И она повернулась к Майклу:
– Ну, а теперь расскажи мне, что тут происходит. Твой папаша, видно, боится тебя, а я нисколько! Тех, кого я произвела на свет, я никогда не буду бояться! Запомни это! Давай говори, я слушаю. Выкладывай, что здесь происходит?
За Майкла ответил Джоффри:
– Она завела шашни со "стариной Биллом".
В наступившей тишине было слышно, как плачет Мора.
Сара ласково погладила дочь по голове и села к ней на постель:
– Ну и что? Почему это так беспокоит вас? Кем, дьявол вас побери, вы себя возомнили... Крейсами, что ли? Да вы полные ничтожества! Слышите? Ничтожества!
Там, на улице, вы, может, и крутые ребята, но здесь... – она жестом обвела комнату, – здесь вы всего-навсего мои дети. И все. Я никогда не думала, что доживу до такого дня, когда вы поднимете руку на собственную сестру!

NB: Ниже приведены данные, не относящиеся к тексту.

PR #73, opened 2018-07-14
DualNumberTest>>testRaisedTo made compatible with pharo7

WernerK:
very simple change


SergeStinckwich:
This is great Werner ! All tests are green on Pharo 6.1 32 bits and 64 bits, and the same for Pharo 7.0 !
We just to fix Appveyor.

Issue #85, opened 2018-12-01
All Test Classes Should Be Labelled Correctly (Part 2)


hemalvarambhia:
There are still some `TestCase` classes in production code packages:
Math-TNSE
Math-Permutation

PR #86, opened 2018-12-01
Issue 85

hemalvarambhia:
This resolves issue #85. As a check, after moving the test cases to their appropriate packages, I re-ran the tests to make sure they were still green.


hemalvarambhia:
I've since discovered that there are two other `TestCase` classes living in production packages: 
jacobi_transform_tests
pmvectoraccumulator

If these need to be moved to more sensible packages, then I am happy to move them as part of this PR rather than a separate one, if that's preferred.

hemalvarambhia:
Something strange has happened so I'm closing tgis and reissuing a new PR.

Issue #91, opened 2019-03-11
add support for diagonal function?


fuhrmanator:
I'm doing some software history (co-change) calculations with matrices using PolyMath and I need to get the ~~`diagonal`~~ `principalDiagonal` of a (~~symmetric~~ square) `PMMatrix` to see total changes for each software class. 

I did not find an obvious way to do this, so I'm probably going to write it as an extension. Is this something you want to have as a pull request? Also, perhaps I missed the obvious?

SergeStinckwich:
I dunno how it happens, but there was a missing ] in your commit : https://github.com/PolyMathOrg/PolyMath/commit/3e8d1eecc0453328db408afa5473927d5928f99d#diff-ae5284ffc9b9802fb493ca318d25b044 
You edit the file by hand ?

Your commit was push to dev branch. Thank you.

fuhrmanator:
My edit by hand of what I thought was just a single file caused a huge
change that I don't understand. Can you check this? The ] appears to have
been lost in this merge. I think what happened was I hand edited a file on
a different branch? I am very sorry and won't try that ever again!

https://github.com/PolyMathOrg/PolyMath/commit/3db369c8e5409d0973c7954dd7bff066ea67a4e4

SergeStinckwich:
Ok there is no problem, Christopher :-) We should be more vigilant when we accept PR and avoid as much as possible to edit by hand. Next time I will spend more time looking at the CI.

PR #92, opened 2019-03-11
Support for principalDiagonal function #91

fuhrmanator:


nicolas-cellier-aka-nice:
Note that Matlab `diag` is well defined for non square matrix (it always starts at upper left for diag index = 0).

It also has the ability to retrieve a sub-diagonal (diag index < 0) or a super diagonal (diag index > 0).

A Matlab-like operation is implemented in Smallapack as `diagonalAt: diagIndex`.

src/Math-Matrix/PMMatrix.class.st
```diff
@@ -588,6 +588,17 @@ PMMatrix >> orthogonalize [
 
 ]
 
+{ #category : #'as yet unclassified' }
+PMMatrix >> principalDiagonal [
+	"https://en.wikipedia.org/wiki/Diagonal#Matrices for definitions"
+	| diag |
+	"Check for square"
```
hemalvarambhia: I would say that the comment is redundant as the code is intention revealing enough.

src/Math-Matrix/PMMatrix.class.st
```diff
@@ -588,6 +588,17 @@ PMMatrix >> orthogonalize [
...
+	self isSquare ifFalse: [ self error: 'Diagonal is not defined for a matrix that is not square.' ].
+	diag := PMVector new: self rows size.
```
hemalvarambhia: Here you could use the `numberOfColumns` message (pretty sure that exists) to be a little more direct. What do you think?

fuhrmanator: I agree with both your comments. However, I'm not sure when I'll have time to make these changes in an image and re-commit them.

SergeStinckwich:
I think we can accept and Hemal you could do a modification after if you want.

hemalvarambhia:
I can make the modification in a later PR, sure. Happy for this to be merged otherwise.

src/Math-Matrix/PMMatrix.class.st
hemalvarambhia: I can make the changes in another PR, no problem at all.

SergeStinckwich:
Thank you Christopher !

Issue #81, opened 2018-08-03
2 PCA implementations that give same results but different from Python scikit-learn implementation ...


SergeStinckwich:
We have 2 implementations of PCA : 
- one based on Jacobi Transformation of the covariance matrix
- another one based on SVD.

They give the same results but the result are different from the one you can find with sci-kit learn in Python: 

```python
import numpy as np
from sklearn.decomposition import PCA
X = np.array([[-1, -1], [-2, -1], [-3, -2], [1, 1], [2, 1], [3, 2]])
pca = PCA(n_components=2)
pca.fit(X)
pca.components_
pca.transform(X)
```
``pca.components_`` returns : 

```python
array([[-0.83849224, -0.54491354],
       [ 0.54491354, -0.83849224]])
```

``pca.transform(X)`` returns:

```python
array([[ 1.38340578,  0.2935787 ],
       [ 2.22189802, -0.25133484],
       [ 3.6053038 ,  0.04224385],
       [-1.38340578, -0.2935787 ],
       [-2.22189802,  0.25133484],
       [-3.6053038 , -0.04224385]])
```

I try to implement a flipsvd method like this one : https://github.com/scikit-learn/scikit-learn/blob/4c65d8e615c9331d37cbb6225c5b67c445a5c959/sklearn/utils/extmath.py#L609
but fails until now. 

Please have a look to tests of ``PMPrincipalComponentAnalyserTest``.

hemalvarambhia:
Hi, @SergeStinckwich I looked into the failing test for the Jacobi Transformation form of PCA a little deeper and noted that **transposing and negating the matrix of eigenvectors** results in the test passing (see screenshot):
![transposeandnegate](https://user-images.githubusercontent.com/2665571/51270525-0e3e7b80-19bd-11e9-83a9-126e1614b6c5.png)

The Scikit Learn library, from what I can see, uses the SVD implementation which involves flipping signs. For this test, then, does it make sense to compare the Jacobi implementation directly with their SVD computed one? Should we instead assert that the negated transpose of the Jacobi implementation equals the SVD one?

hemalvarambhia:
Hi, @SergeStinckwich I looked into the failing test for the Jacobi Transformation form of PCA a little deeper and noted that transposing and negating the matrix of eigenvectors results in the test passing:

![transposeandnegate](https://user-images.githubusercontent.com/2665571/51271201-ce789380-19be-11e9-8ea4-d0b09c693668.png)

[...]

PR #93, opened 2019-03-28
[Issue 81] 2 PCA implementations that give same results but different from Python scikit-learn implementation

hemalvarambhia:
This PR has got the scikit-learn based sign flipping algorithm working. We started by extracting a class that, given U and V, performs the sign flipping. As an acceptance test, we used the U and V matrices computed by scikit-learn. 

In the course of this work we found that for the SVD-based implementation of PCA, the V matrix in PolyMath does not match scikit learn's in terms of the signs; the magnitudes of the elements match though (see comments in #81). As a cross-check we used Wolfram Alpha to perform the same decomposition. Interestingly that does match the matrix yielded by PolyMath. We also checked that 

V<sup>-1</sup>M<sup>T</sup>MV 

yields a diagonalised matrix, which it did.

### DIFF
--- a/src/Math-Core/PMVector.class.st
+++ b/src/Math-Core/PMVector.class.st
@@ -115,8 +115,16 @@ PMVector >> accumulateNegated: aVectorOrAnArray [
 
 { #category : #'as yet unclassified' }
 PMVector >> argMax [
+	| precision |
+	precision := 1.0e-10.
+	^ self argMaxTo: precision
+]
+
+{ #category : #'as yet unclassified' }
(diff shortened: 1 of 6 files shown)


SergeStinckwich:
Thank you very much Hemal for your hard work. My only concern is maybe you should rename the ScikitLearnXXX class with a PM prefix.

hemalvarambhia:
I'm happy to conform to that naming style so I'll issue a PR for that today. Thank you for reviewing so quickly :heart:

PR #107, opened 2019-05-06
[issue-104] Some tests methods fail randomly Part 1: BinomialGenerator Tests

hemalvarambhia:
@SergeStinckwich Here, to achieve the certainty we need, I set the seed to zero and removed the square root, but to be honest doing TDD on Random behaviour/phenomena is a weak point of mine so I'd appreciate some advice on how best to proceed. I'm not sure why we're testing that the floor and ceilings of the numbers generated are within 20% of the mean. To be precise I don't know how we came up with the 20%. I'd like to extract it to an intention revealing temp variable but I don't know what it represents.


SergeStinckwich:
Like you, I don't know the rationale behind these tests. I accept your PR and we try to understand later.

Сара знала, что говорит все это, чтобы произвести впечатление. Она была хорошо осведомлена о жизни своих парней, о том, что их здорово боятся. Она не раз находила в сарае для угля оружие, не раз присутствовала вместе с сыновьями в суде. Даже читала о них в газетах. Несколько недель назад в "Ньюс оф зе уорлд" была большая статья о "клубах хозяек" в Сохо, один из упомянутых там клубов как раз принадлежал ее взрослому красивому сыну. Сыну, которого ей было все труднее и труднее любить. И вот теперь дело дошло до того, что ее единственную дочь, ее гордость и радость, собирались избить прямо здесь, в доме! И все из-за того, что она встречалась с полицейским. Наверняка приличным человеком. И все же Сара знала, что в личной жизни ее дочь не будет счастлива.